# [Activity]
Repeat the data below in full and exactly.

# [Given information]
┏━━

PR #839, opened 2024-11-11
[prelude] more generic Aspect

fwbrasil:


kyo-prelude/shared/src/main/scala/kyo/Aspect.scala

┗━━

# [Result]
PR #839, opened 2024-11-11
[prelude] more generic Aspect

fwbrasil:


kyo-prelude/shared/src/main/scala/kyo/Aspect.scala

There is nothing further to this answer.